A reportage illustrator is featured in the highly-acclaimed new movie Snowpiercer, furiously sketching events as they unfold aboard a post-apocalyptic train ride. The film is in limited release and on demand.
Her work evokes visceral emotion, with layered characters who emit an often wistful energy. One of her St. Patrick’s Day drawings shows a man with blue squiggly eyebrows standing in the foreground as what looks like a troop of soldiers marches by in the background holding a colorful Irish flag, with many in the large group depicted as charcoal shadows.
Lawlor is based in New York City but travels around the world to report. She’s made a portrait of Pope John Paul II and drawn a series on issues of world hunger. After Hurricane Katrina she went to New Orleans’s Ninth Ward to do reportage drawing and write about all of the recovery work she expected to find. “I was surprised,” she says. “The story became what work hadn’t been done. When I was drawing, the houses — they felt very alive, there were a lot of stories in them.”

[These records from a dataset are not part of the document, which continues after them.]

PR #4367, opened 2025-03-27
[Issue #4060] documents UI tuning

### LINKED ISSUE #4060: Remove button "Download Full Announcement (NOFO)"
### Summary

As we move from the attachment prototype we built during Quad 1 to a solution that scales to support all opportunity attachments, we need to revisit the UX surrounding attachment downloads.

Note: for our current purposes "attachments" refers only to files in the Related Documents tab on existing Grants.gov. We don't currently support downloading forms (i.e. files in the "Package" tab).

Users need a way to download all attachments as a .zip bundle in a single click
The majority of opportunities have one attachment. Even if there's just one attachment, we should still enable users to download it as a .zip.
The [current design](https://www.figma.com/design/FGxWtAgToKhehLJCiuy1zL/Simpler.Grants.gov-Project?node-id=3296-29235&t=01er8dEr6SH723A2-0) uses the term "Download Full Announcement (NOFO)" for the download button. We're revisiting this terminology in https://github.com/HHS/simpler-grants-gov/issues/3048.

**Decisions Made:**

remove button "Download Full Announcement (NOFO)"
If there are documents, then show the "jump to documents" link
update document table to show description column
add "Download all" button above table to download zip file of all documents
if there is only one document, then hide the "download documents" button
remove "Category" column from document table
table will only show "related documents" not application forms

Updated Figma file: https://www.figma.com/design/FGxWtAgToKhehLJCiuy1zL/Simpler.Grants.gov-Project?node-id=3296-29111&t=dh2MFQxGjWDRY2tl-1

### Acceptance criteria

Input from frontend needed

doug-s-nava:
## Summary
Fixes #4060

## Changes proposed
* remove "nofo download" button
* add description column in opportunity detail page documents table
* make documents table full width

### Test steps
2. visit an opportunity page with 1 attachment (should be 7) http://localhost:3000/opportunity/7
3. _VERIFY_: there is no download nofo button
4. _VERIFY_: documents table contains a description column

## Additional information

Screenshot 2025-03-27 at 15-28-48 Opportunity Listing - Research into Jewellery designer industry

### DIFF
--- a/frontend/src/components/opportunity/OpportunityDownload.tsx
+++ b/frontend/src/components/opportunity/OpportunityDownload.tsx
@@ -1,37 +1,21 @@
 "use client";
 
-import { useTranslations } from "next-intl";
-import { Button, Link } from "@trussworks/react-uswds";
+import { OpportunityDocument } from "src/types/opportunity/opportunityResponseTypes";
 
-import { USWDSIcon } from "src/components/USWDSIcon";
+import { useTranslations } from "next-intl";
+import { Link } from "@trussworks/react-uswds";
 
 type OpportunityDownloadProps = {
-  nofoPath: string;
-  opportunityId: number;
+  attachments: OpportunityDocument[];
 };
 
-const downloadNOFO = (nofoPath: string) => {
-  window.open(nofoPath, "_blank");
-};
-
-const OpportunityDownload = ({
-  nofoPath,
-  opportunityId,
-}: OpportunityDownloadProps) => {
+const OpportunityDownload = ({ attachments }: OpportunityDownloadProps) => {
   const t = useTranslations("OpportunityListing.description");
 
   return (
     <>
-      {nofoPath.length > 0 ? (
+      {attachments.length > 0 ? (
         <div className="grid-row flex-justify">
-          <Button
-            onClick={() => downloadNOFO(nofoPath)}
-            type="button"
-            id={`opportunity-document-button-${opportunityId}`}
-          >
-            <span>{t("nofo_download")} </span>
-            <USWDSIcon name={"file_download"} className="usa-icon--size-4" />
-          </Button>
           <Link
             className="flex-align-self-center"
             href={"#opportunity_documents"}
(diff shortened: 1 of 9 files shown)


frontend/src/components/opportunity/OpportunityDownload.tsx
```diff
@@ -1,37 +1,21 @@
...
-  nofoPath,
-  opportunityId,
-}: OpportunityDownloadProps) => {
+const OpportunityDownload = ({ attachments }: OpportunityDownloadProps) => {
   const t = useTranslations("OpportunityListing.description");
 
   return (
     <>
-      {nofoPath.length > 0 ? (
+      {attachments.length > 0 ? (
```
andycochran, line 17: (@doug-s-nava don't let this prevent merging. I just wanted to raise a Q for design.)

@crystabelrangel, should the "jump to" link be disabled instead of nonexistent when there are no attachments? I'm wondering what the preferred UI would be. Is it more confusing for the link to not be there or not be interactive? Should we consider another way to indicate at a glance that there are no documents?

acouch (approved):
Two nits:

It looks like the "Grantor contact information" and "Documents" should be the same size according to the design. In the PR the "Grantor" h2 has `.usa-prose > h2 ` applied to it, so it is `.5rem` larger. Documents in the design have a weight of `800` vs `700`:

image


Also notice the width of each column are not the same like the design:
image

andycochran:
> width of each column are not the same like the design

I doubt the column widths in the mockup were explicit design decisions. I think it's okay if the table column widths are determined by the content. It might make sense to put a no-wrap class on the table headings (e.g. so "File name" doesn't wrap).

andycochran:
For the heading sizes a couple thoughts: 
- In the last design sync we talked about how the sizes were inappropriately nested. "Documents" should appear as under "Grantor contact information" (it should prob be the same level). cc @crystabelrangel 
- Using `.usa-prose` can be difficult. Maybe we should strip it out of our app? It's really intended for content where you don't control the markup or can't add classes manually (e.g. blog posts or content managed elsewhere).

doug-s-nava:
@andycochran @acouch can we add these changes to https://github.com/HHS/simpler-grants-gov/issues/4410 and we can take care of them next sprint?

Lawlor’s drawings have been shown at the Louvre and featured in multiple books, and her coverage of 9/11 is currently on display in the Newseum in Washington, D.C. Illustration supports her financially and she works with different clients each month: she’s currently working on a book jacket illustration for St. Martin’s Press and several magazine illustrations. In addition to teaching at her own school, she teaches illustration and location drawing at both Parsons the New School for Design and Pratt Institute.
Lawlor is the only known artist to have sketched the World Trade Center attack on location. “You become almost a conduit for whatever emotions are going around,” she says. She was teaching at Parsons nearby when the attack happened. “I just automatically started drawing,” recalls Lawlor. “I really felt like I was experiencing it through the drawings.”
Reportage artists are found all over the world. Lawlor co-founded the Dalvero Academy to teach illustration to students, and is part of Urban Sketchers , a group that holds international symposiums every year.
There’s an adrenaline and passion captured on the page, an energy in a fleeting moment transposed onto paper. Lawlor’s drawings are a very personal interpretation of reporting, and her work invites you to witness world events large and small through an utterly unique emotional lens.